[[ Material provided, beginning ]]

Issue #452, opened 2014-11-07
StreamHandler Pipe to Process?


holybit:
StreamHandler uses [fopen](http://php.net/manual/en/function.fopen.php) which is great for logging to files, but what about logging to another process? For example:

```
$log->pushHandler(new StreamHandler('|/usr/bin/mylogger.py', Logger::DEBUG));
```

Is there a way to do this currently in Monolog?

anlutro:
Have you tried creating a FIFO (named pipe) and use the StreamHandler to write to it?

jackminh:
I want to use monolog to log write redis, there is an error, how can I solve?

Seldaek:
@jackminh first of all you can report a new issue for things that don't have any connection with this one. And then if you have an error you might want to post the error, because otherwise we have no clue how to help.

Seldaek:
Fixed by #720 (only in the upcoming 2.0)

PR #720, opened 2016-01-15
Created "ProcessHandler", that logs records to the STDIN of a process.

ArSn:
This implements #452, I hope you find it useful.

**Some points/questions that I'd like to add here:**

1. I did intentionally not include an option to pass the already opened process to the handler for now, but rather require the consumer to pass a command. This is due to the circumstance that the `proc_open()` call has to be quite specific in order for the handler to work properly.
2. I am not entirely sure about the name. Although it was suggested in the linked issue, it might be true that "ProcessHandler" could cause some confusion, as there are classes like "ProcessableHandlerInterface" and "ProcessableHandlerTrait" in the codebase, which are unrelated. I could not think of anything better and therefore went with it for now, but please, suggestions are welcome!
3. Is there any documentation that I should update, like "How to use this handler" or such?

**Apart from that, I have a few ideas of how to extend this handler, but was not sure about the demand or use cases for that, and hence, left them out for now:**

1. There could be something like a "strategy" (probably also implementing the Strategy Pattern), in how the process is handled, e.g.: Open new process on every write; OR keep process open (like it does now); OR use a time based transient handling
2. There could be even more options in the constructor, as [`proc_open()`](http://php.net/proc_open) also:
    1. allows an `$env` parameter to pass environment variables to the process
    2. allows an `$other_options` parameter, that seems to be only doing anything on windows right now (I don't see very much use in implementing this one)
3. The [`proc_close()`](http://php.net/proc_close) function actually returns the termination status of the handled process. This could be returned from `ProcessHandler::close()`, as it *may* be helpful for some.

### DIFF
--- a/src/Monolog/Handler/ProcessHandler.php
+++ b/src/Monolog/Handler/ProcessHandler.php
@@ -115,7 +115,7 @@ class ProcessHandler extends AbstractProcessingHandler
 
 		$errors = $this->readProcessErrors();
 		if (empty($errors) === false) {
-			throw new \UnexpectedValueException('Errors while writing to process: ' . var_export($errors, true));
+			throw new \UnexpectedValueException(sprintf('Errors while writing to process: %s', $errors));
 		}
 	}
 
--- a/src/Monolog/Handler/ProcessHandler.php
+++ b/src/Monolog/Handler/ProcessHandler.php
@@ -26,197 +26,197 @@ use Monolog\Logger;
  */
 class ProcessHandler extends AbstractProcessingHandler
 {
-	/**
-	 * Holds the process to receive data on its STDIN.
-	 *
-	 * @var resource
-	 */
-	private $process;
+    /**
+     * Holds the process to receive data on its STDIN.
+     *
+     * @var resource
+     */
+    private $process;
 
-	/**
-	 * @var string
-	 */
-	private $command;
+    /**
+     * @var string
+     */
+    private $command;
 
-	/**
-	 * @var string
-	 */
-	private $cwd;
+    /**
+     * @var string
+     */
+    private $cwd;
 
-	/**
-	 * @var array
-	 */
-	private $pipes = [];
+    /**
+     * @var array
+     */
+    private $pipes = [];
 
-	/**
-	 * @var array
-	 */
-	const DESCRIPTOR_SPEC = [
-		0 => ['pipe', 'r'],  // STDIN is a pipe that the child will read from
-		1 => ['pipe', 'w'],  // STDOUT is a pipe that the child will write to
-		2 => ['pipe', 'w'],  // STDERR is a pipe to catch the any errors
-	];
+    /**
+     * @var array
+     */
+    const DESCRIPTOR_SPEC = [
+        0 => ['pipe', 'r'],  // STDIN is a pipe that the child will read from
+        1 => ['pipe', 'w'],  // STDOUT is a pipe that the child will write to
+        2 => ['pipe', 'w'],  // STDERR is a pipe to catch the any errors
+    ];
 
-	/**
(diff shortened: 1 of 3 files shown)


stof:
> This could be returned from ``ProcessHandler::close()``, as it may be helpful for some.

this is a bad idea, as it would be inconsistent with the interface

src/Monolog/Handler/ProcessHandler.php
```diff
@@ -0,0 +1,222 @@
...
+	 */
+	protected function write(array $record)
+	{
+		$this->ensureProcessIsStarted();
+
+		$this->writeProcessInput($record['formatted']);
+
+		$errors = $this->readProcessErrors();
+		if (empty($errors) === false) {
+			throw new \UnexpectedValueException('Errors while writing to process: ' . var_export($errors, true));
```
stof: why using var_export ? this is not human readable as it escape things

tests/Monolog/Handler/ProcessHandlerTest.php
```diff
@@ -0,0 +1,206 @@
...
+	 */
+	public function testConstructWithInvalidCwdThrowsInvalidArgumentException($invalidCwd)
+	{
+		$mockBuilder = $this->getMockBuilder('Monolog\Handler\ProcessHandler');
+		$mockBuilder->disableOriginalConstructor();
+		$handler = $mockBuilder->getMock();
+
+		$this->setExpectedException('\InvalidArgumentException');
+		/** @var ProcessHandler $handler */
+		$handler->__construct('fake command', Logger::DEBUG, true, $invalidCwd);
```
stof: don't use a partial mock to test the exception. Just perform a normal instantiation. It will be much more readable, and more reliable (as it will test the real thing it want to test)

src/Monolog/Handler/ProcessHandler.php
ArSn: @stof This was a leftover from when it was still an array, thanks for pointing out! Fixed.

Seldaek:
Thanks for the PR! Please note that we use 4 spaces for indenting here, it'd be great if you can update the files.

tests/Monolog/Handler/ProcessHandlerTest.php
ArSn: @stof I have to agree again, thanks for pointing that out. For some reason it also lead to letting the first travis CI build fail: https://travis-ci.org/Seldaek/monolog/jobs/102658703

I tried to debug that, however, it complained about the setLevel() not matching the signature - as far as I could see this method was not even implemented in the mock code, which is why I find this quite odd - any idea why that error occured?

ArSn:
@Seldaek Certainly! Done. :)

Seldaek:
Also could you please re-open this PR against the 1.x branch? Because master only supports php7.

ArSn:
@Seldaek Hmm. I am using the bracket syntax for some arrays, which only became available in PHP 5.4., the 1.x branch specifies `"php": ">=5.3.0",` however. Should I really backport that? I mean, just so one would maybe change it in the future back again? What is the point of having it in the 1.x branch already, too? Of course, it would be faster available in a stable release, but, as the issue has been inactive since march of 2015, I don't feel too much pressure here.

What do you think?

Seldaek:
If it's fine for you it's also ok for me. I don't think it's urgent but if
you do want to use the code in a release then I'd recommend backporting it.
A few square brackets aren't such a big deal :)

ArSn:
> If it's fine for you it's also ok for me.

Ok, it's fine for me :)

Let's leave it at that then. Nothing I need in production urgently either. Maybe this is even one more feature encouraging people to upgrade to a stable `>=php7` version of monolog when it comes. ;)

[[ Material provided, end ]]

> _Work to complete_
Once you reach the line with "Thanks for the" in the data above, copy it and every line after it exactly, up to and including the line with "ArSn: @stof I".

> _Your response_
Thanks for the PR! Please note that we use 4 spaces for indenting here, it'd be great if you can update the files.

tests/Monolog/Handler/ProcessHandlerTest.php
ArSn: @stof I have to agree again, thanks for pointing that out. For some reason it also lead to letting the first travis CI build fail: https://travis-ci.org/Seldaek/monolog/jobs/102658703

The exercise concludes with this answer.